● **TASK INSTRUCTIONS**
Return, from the lines below, each one that includes the word "because".

● **SUPPLIED MATERIAL**
PR #533, opened 2026-02-18
RFD: Multi-Client Session Attach

joaommartins:
## Summary

This RFD proposes a `session/attach` method that allows multiple ACP clients to connect to and interact with the same live agent session simultaneously — enabling a unified notification and approval UI across concurrent coding agent workflows.

### Key features

- **Controller/observer roles** — Controllers can send prompts and respond to permissions; observers receive the live stream read-only
- **First-writer-wins permission routing** — `request_permission` is broadcast to all controllers; the first response wins and all clients are notified via `permission_resolved`
- **`historyPolicy` parameter** — Clients control history replay on attach: `full` (default), `pending_only`, or `none`
- **Proxy-based architecture** — A proxy/multiplexer sits between agents and clients, meaning existing agents require zero changes
- **WebSocket + SSE transport** — Multi-client attach requires a network-capable transport; the proxy handles this
- **Graceful detach and lifecycle** — `session/detach` lets clients leave voluntarily; the session continues as long as one controller remains

### Problem

ACP currently assumes a 1:1 relationship between a client and an agent session. For developers running multiple concurrent agent sessions (Claude Code, Codex, Gemini, etc.), this creates a significant context-switching tax:

- Permission requests block in whichever terminal started the session — there is no way to respond from a unified dashboard
- There is no way to passively observe an active session from a second client
- `session/load` supports sequential handoff only — not concurrent access to a live session

### Example

```json
{
  "jsonrpc": "2.0",
  "id": 5,
  "method": "session/attach",
  "params": {
    "sessionId": "sess_abc123def456",
    "role": "controller",
    "historyPolicy": "pending_only",
    "clientInfo": {
      "name": "notification-dashboard",
      "version": "1.0.0"
    }
  }
}
```

### Capability negotiation

```json
{
  "agentCapabilities": {
    "sessionCapabilities": {
      "attach": {
        "roles": ["controller", "observer"]
      }
    }
  }
}
```

### Relationship to existing RFDs

This proposal builds directly on the [Agent Extensions via ACP Proxies](./proxy-chains) RFD — the proxy architecture established there is the recommended implementation pattern for multi-client attach. It also depends on [Session List](./session-list) for session discovery and complements [Resuming of existing sessions](./session-resume).

### DIFF
--- a/docs/rfds/multi-client-session-attach.mdx
+++ b/docs/rfds/multi-client-session-attach.mdx
@@ -1,0 +1,352 @@
+---
+title: "Multi-Client Session Attach"
+---
+
+- Author(s): [@joaommartins](https://github.com/joaommartins)
+- Champion: <!-- to be assigned -->
+
+## Elevator pitch
+
+Allow multiple ACP clients to connect to and interact with the same live agent session simultaneously, enabling a unified notification and approval UI across concurrent coding agent workflows. A developer running several agent sessions (e.g., Claude Code, Codex, Gemini) could respond to permission requests, answer agent questions, and monitor progress from a single dashboard client — even if the sessions were started from different frontends.
+
+## Status quo
+
+ACP currently assumes a **1:1 relationship** between a client and an agent session. The transport layer (stdio) is inherently single-client: one process pipe per connection, no shared state between clients. This creates several problems for developers running multiple agent sessions:
+
+1. **No unified oversight** — Each agent session is bound to the frontend that started it. If you start Claude Code in terminal A, you can only respond to its permission requests from terminal A.
+2. **Permission requests go unanswered** — When an agent blocks on `request_permission`, the developer must find the correct terminal/tab/window to respond. With multiple concurrent sessions, this becomes a significant context-switching tax.
+3. **No observation without control** — There is no way to passively monitor an active session from a secondary client (e.g., a mobile device, a web dashboard, or a notification center).
+4. **Session handoff is sequential, not concurrent** — `session/load` allows a new client to resume a previous session, but the original client must have disconnected first. There is no mechanism for a second client to "attach" to a live, in-progress session.
+
+### Current workarounds
+
+- **Toad** and **Agentastic.dev** solve part of this by being the single frontend that starts all sessions — but you must commit to one UI upfront.
+- **`ai-agents-notifier`** and **`anot`** provide desktop notifications for permission requests but are one-way (notify only, no reply).
+- **`tmux`/`screen`** can share a terminal session, but this shares the entire terminal, not the structured ACP session.
+
+### Related RFDs
+
+This proposal builds on and intersects with several existing draft RFDs:
+
+- **[Agent Extensions via ACP Proxies](./proxy-chains)** — The proxy/multiplexer architecture pattern is central to the recommended implementation approach for multi-client sessions
+- **[Session List](./session-list)** — Discovering existing sessions (prerequisite for attach)
+- **[Resuming of existing sessions](./session-resume)** (`session/resume`) — Sequential handoff between clients
+- **Session Info Update** — Real-time metadata propagation (draft)
+- **Session Fork** — Branching sessions (related but distinct — fork creates a copy, attach shares the original) (draft)
+
+## What we propose to do about it
+
+### Core concept: Session Attach
+
+Add a `session/attach` method that allows a client to connect to an **active, in-progress session** owned by another client. The attaching client receives:
+
+1. A replay of conversation history (like `session/load`)
+2. A live stream of `session/update` notifications going forward
+3. The ability to respond to `request_permission` prompts
+4. Optionally, the ability to send `session/prompt` messages
+
+### Capability negotiation
+
+Agents (or proxies) advertise multi-client support during initialization:
+
+```json
+{
+  "agentCapabilities": {
+    "sessionCapabilities": {
+      "attach": {
+        "maxClients": 3,
+        "roles": ["controller", "observer"]
+      }
+    }
+  }
+}
+```
+
+### Client roles
+
+- **Controller** — Can send prompts, respond to permission requests, cancel operations. The original client is always a controller.
+- **Observer** — Receives `session/update` notifications and can see pending `request_permission` prompts, but cannot act on them.
+
+A client specifies its requested role when attaching:
+
+```json
+{
+  "jsonrpc": "2.0",
+  "id": 5,
+  "method": "session/attach",
+  "params": {
+    "sessionId": "sess_abc123def456",
+    "role": "controller",
+    "clientInfo": {
+      "name": "notification-dashboard",
+      "version": "1.0.0"
+    }
+  }
+}
+```
+
+The response follows standard ACP patterns, returning session metadata:
+
+```json
+{
+  "jsonrpc": "2.0",
+  "id": 5,
+  "result": {
+    "sessionId": "sess_abc123def456",
+    "role": "controller",
+    "history": [
+      {
+        "type": "prompt",
+        "content": "Add authentication to the API",
+        "timestamp": "2026-02-18T14:22:00Z"
+      },
+      {
+        "type": "permission_request",
+        "toolCallId": "call_abc",
+        "status": "pending"
+      }
+    ],
+    "connectedClients": [
+      {
+        "name": "Claude Code",
+        "version": "1.0.0",
+        "role": "controller"
+      }
+    ]
+  }
+}
+```
+
+### Permission request routing
+
+When an agent emits `request_permission`, it is broadcast to **all connected controller clients**. The first client to respond wins (first-writer-wins semantics). The agent then notifies all other clients that the permission was resolved:
+
+```json
+{
+  "jsonrpc": "2.0",
+  "method": "session/update",
+  "params": {
+    "sessionId": "sess_abc123def456",
+    "update": {
+      "type": "permission_resolved",
+      "toolCallId": "call_xyz",
+      "chosenOptionId": "allow_once",
+      "resolvedBy": {
+        "name": "notification-dashboard",
+        "version": "1.0.0"
+      }
+    }
+  }
+}
+```
+
+### Transport considerations
+
+The current stdio transport is inherently single-client. Multi-client attach requires a **network-capable transport**. We propose this works over:
+
+- **WebSocket** — For persistent, bidirectional connections from multiple clients
+- **HTTP + SSE** — For observer-only clients that only need to receive updates
+
+The agent (or an ACP proxy) would listen on a network port. This is consistent with the direction of the **[Proxy Chains RFD](./proxy-chains)**, where a proxy mediates between clients and agents.
+
+### Proxy architecture (recommended implementation pattern)
+
+Rather than requiring every agent to implement multi-client support natively, the recommended pattern is an **ACP proxy/multiplexer**, as described in the [Agent Extensions via ACP Proxies RFD](./proxy-chains):
+
+```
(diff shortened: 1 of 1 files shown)


ElleNajt:
I have a use case for this and found this issue because I was considering building the same thing:  

I've been building (WIP, I can't guarantee it's safe at the moment) [github.com/ElleNajt/agent-to-go](https://github.com/ElleNajt/agent-to-go) , where the idea is that I forward claude code terminal sessions via tmux/ttyd/tailscale to my phone. 

There are similar projects, but I'm trying to build something minimal that just provides easily auditable glue interacting with and and managing coding agent CLIs on the phone -- and multiplexing an ACP session between a mobile friendly ACP front end and whatever ACP front end is on the dev machine is ideal for this.

ElleNajt:
Claude and I vibed out a multiplexer here: https://github.com/ElleNajt/acp-multiplex -- the gist is that there's a single primary process that talks to the acp backend like claude-code-acp through a proxy, and that proxy spawns a socket that secondary front ends can connect to.

Here's an example where agent-shell is the primary and toad is the secondary:

image

Curious for takes on this approach -- I haven't reviewed this in depth yet (Claude's walk through is here: https://github.com/ElleNajt/acp-multiplex/blob/master/docs/walkthrough.org#L509 )... I just really want this to exist, and would love to collaborate with someone on manifesting a stable and safe way to mirror acp sessions on my phone. :)

ElleNajt:
Following up to say the multi-plexer is working nicely for my use case of mirroring my dev conversations to my phone. 

The only thing I've needed to add to the protocol so far is a turn_complete message, so that the agent-shell.el front end can handle conversations on the acp-mobile side. 

Permission handling across devices works, as does replay. I didn't build out anything having to do with observability metadata; every connected client is a controller. 

I would love to see the protocol officially support multiplexing, since then I wouldn't need to maintain my patch to agent-shell.el for handling turn_complete. :)

docs/rfds/multi-client-session-attach.mdx
```diff
@@ -0,0 +1,414 @@
...
+    "historyPolicy": "full",
+    "clientInfo": {
+      "name": "notification-dashboard",
+      "version": "1.0.0"
+    }
+  }
+}
+```
+
+The `historyPolicy` parameter controls what history is replayed on attach:
```
denofevil, line 75: What do you think about supporting loading the history from an arbitrary message (in regards to https://github.com/agentclientprotocol/agent-client-protocol/pull/536)? This will allow reconnecting clients to load only delta since the last message they already received

denofevil:
:+1: to having turn_complete multiplexed, but I think we also need to echo the prompt sent by the client to all other clients, otherwise they won't be able to see it and will only get session_update corresponding to that prompt

joaommartins:
Thanks for the feedback @ElleNajt and @denofevil — really appreciate it, especially the real-world validation from acp-multiplex. Great to see this working in practice already.

I've pushed an update addressing all three points:

- **`after_message` history policy** — new `historyPolicy: "after_message"` with an `afterMessageId` field, so reconnecting clients can request just the delta since their last known message. Falls back to full replay if the proxy doesn't recognise the ID. This depends on the Message ID RFD (#536) as @denofevil suggested.

- **`turn_complete` notification** — the proxy now broadcasts a `turn_complete` session update to all connected clients when the agent finishes a turn. The prompting client already gets this via the `session/prompt` response, but every other client needs an explicit signal. This should cover the gap @ElleNajt hit with agent-shell.el.

- **`prompt_received` echoing** — when a controller sends a prompt, the proxy echoes it to all other clients as a `prompt_received` session update *before* the agent starts streaming. Includes a `sentBy` field so clients know who sent it. As @denofevil pointed out, without this secondary clients would only see the response with no context.

Also updated the proxy responsibilities, implementation plan, and related RFDs section to reference Message ID.

docs/rfds/multi-client-session-attach.mdx
```diff
@@ -0,0 +1,495 @@
...
+  "jsonrpc": "2.0",
+  "id": 5,
+  "method": "session/attach",
+  "params": {
+    "sessionId": "sess_abc123def456",
+    "role": "controller",
+    "historyPolicy": "after_message",
+    "afterMessageId": "ea87d0e7-beb8-484a-a404-94a30b78a5a8",
+    "clientInfo": {
+      "name": "notification-dashboard",
```
denofevil, line 95: What do you think about providing self-assigned id along with the number? This way clients with the same name (e.g. two mobile ACP clients) can distinguish each other

docs/rfds/multi-client-session-attach.mdx
```diff
@@ -0,0 +1,495 @@
...
+    "sessionId": "sess_abc123def456",
+    "role": "controller",
+    "history": [
+      {
+        "type": "prompt",
+        "content": "Add authentication to the API",
+        "timestamp": "2026-02-18T14:22:00Z"
+      },
+      {
+        "type": "permission_request",
```
denofevil, line 119: This part is handy for notification services, so they can understand that there are missing requests and send notifications accordingly. However, it's unclear what should happen with full clients: how do they respond to pending requests? Currently, such a request is an RPC call from the agent to the client. Should the agent emit missing RPC calls for the client, or should the client respond in some other way?

docs/rfds/multi-client-session-attach.mdx
joaommartins: Done — added an optional `clientId` field to the attach request. It's a self-assigned opaque string (e.g. UUID) that the proxy propagates through `connectedClients`, `resolvedBy`, `sentBy`, and lifecycle notifications. If omitted, the proxy MAY assign one and return it in the response.

docs/rfds/multi-client-session-attach.mdx
joaommartins: Yeah this needed spelling out — added a "Pending permission replay for attaching controllers" section. The gist: history entries are display-only (so the client has context), and separately the proxy re-issues any unresolved `request_permission` calls as normal JSON-RPC requests after the attach response. From the client's POV they look like fresh permission requests, so no special handling needed. First-writer-wins still applies — if someone else resolves it first, the proxy discards the late response and sends `permission_resolved`.

denofevil (approved):

anna239:
hi @joaommartins I have a minor question — could you please elaborate why do you need two separate roles - controller and observer? If some service doesn't want to handle permission requests then could just ignore it, or am I missing something?

joaommartins:
Hi @anna239 , you're not missing anything, I just prefer an explicit client declaration. Not much is lost by not having it, except for the server submitting `request_permission` notifications to clients which do not intend to respond at all, which is a perfectly fine approach. Should I introduce this change?

anna239:
@joaommartins if we add the roles, the for each new event\notification we'll need to decide if it should be sent to observer or not. For instance I'm working on elicitation mechanism at the moment - I suppose elicitation requests shouldn't be sent to observer? I would prefer that we do not have to somehow filter events that go to different connected clients. 
Otherwise proposal looks really good to me

joaommartins:
@anna239 Yeah that's a fair call — I've removed the role distinction entirely. The proxy now just broadcasts everything to every client, and clients that don't care about certain events (permissions, elicitation, whatever comes next) simply ignore them. No per-event routing decisions, no need to revisit filtering logic as the protocol grows.

Also dropped capability negotiation from agentCapabilities since it's the proxy implementing this, not the agent — felt unnecessary to advertise it there. Clients discover attach support by calling session/attach and getting an error if unsupported.

smagnuso:
I implemented this RFD end-to-end in [hydra-acp](https://github.com/smagnuso/hydra-acp) (a proxy/daemon that multiplexes editors, Slack bridges, a web UI, and headless approver/notifier extensions onto a single agent). Five observations below from doing the work — one shape proposal, the rest small clarifications. Each is standalone; happy to PR fixes against the RFD doc.

### 1. `outcome` shape for `permission_resolved` (replaces bare `chosenOptionId`)

The current `permission_resolved` shape carries `chosenOptionId: string`, which can only represent a successful selection. It can't express the cancellation outcomes that proxies routinely need to broadcast:

- The resolving client returned `{ outcome: { kind: "cancelled" } }` because the user dismissed the modal.
- The proxy itself synthesizes a cancellation — e.g. when a session daemon restart kills in-flight `request_permission` promises, the proxy needs to tell every attached client "this is dead, dismiss your UI" with an explanatory reason.

Existing ACP `session/request_permission` responses already use `outcome: { kind, optionId? }`, so reusing that shape on the resolve event aligns the two sides of the same logical exchange:

```jsonc
{
  "sessionUpdate": "permission_resolved",
  "toolCallId": "tc_42",
  "outcome": {
    "kind": "selected",              // | "cancelled"
    "optionId": "allow_once",        // present when kind === "selected"
    "reason": "daemon-disconnected"  // optional context for kind === "cancelled"
  },
  "resolvedBy": { "clientId": "...", "name": "...", "version": "..." }
}
```

Backwards-compat is cheap — implementations can keep emitting `chosenOptionId` alongside `outcome` (redundant when `outcome.kind === "selected"`). I'm doing exactly that in hydra-acp today: both fields land on the wire, spec-strict consumers read `chosenOptionId`, outcome-aware consumers read `outcome`.

### 2. `sessionUpdate` vs `type` discriminator on the four new `session/update` variants

Minor but worth catching before this lands. The RFD examples for `permission_resolved`, `prompt_received`, `turn_complete`, and `client_disconnected` all use `type: "<name>"` as the discriminator inside `update`:

```jsonc
"update": {
  "type": "permission_resolved",
  ...
}
```

Every existing ACP `session/update` variant (`agent_message_chunk`, `tool_call`, `tool_call_update`, `current_model_update`, `available_commands_update`, `usage_update`, `session_info_update`, `plan`, …) uses `sessionUpdate: "<name>"` as the discriminator. If `type` is intentional here it'll be a meaningful break from the rest of ACP; if it's a doc typo, easier to fix now. My implementation uses `sessionUpdate` to match the established convention.

### 3. Generalize `messageId` to every recordable `session/update` for finer `after_message` resync

The RFD scopes `messageId` to `prompt_received` (id of the user prompt) and `turn_complete` (id of the final agent message). In practice, this means `after_message` reconnects can only resync at turn boundaries — a client that missed five tool calls and two plan updates mid-turn still has to replay from the previous turn's `turn_complete` (or fall back to `"full"`).

Stamping a `messageId` on every recordable `session/update` (`tool_call`, `tool_call_update`, `plan`, `agent_message_chunk`, …) is cheap (~24 bytes per entry) and lets clients resync at whatever granularity they last observed. State-shaped events that don't go into history (`current_model_update`, `current_mode_update`, `usage_update`, `available_commands_update`, `session_info_update`, `client_disconnected`) deliberately skip the stamp since there's no history entry for an `after_message` lookup to land on.

Worth either explicitly broadening messageId in the spec, or noting that proxies MAY stamp messageId on additional event kinds for finer resync.

### 4. Deliver attach history as live notifications instead of inline `result.history`

Lower priority — flagging as a question rather than a proposal. The RFD puts replayed history in `result.history` as an array. I chose to stream the entries as separate `session/update` notifications after the attach response so live and replayed events use the same wire path (clients have a single dispatcher). It also avoids unbounded response sizes for long sessions.

Both work. Worth a sentence in the spec acknowledging implementations MAY stream rather than inline, since the difference is observable to clients and they should know not to require one shape.

### 5. `client_connected` reciprocal to `client_disconnected`

`client_disconnected` is great for tearing down presence UI. The reciprocal — a `session/update` of `sessionUpdate: "client_connected"` carrying `{client, timestamp}` when a new peer attaches — would let presence-aware clients (dashboards, peer panels) build a live roster without polling. Today my only roster snapshot is `connectedClients` in the attach response, which goes stale the moment another client joins.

● **SOLUTION TO THIS TASK**
I have a use case for this and found this issue because I was considering building the same thing:  
- The resolving client returned `{ outcome: { kind: "cancelled" } }` because the user dismissed the modal.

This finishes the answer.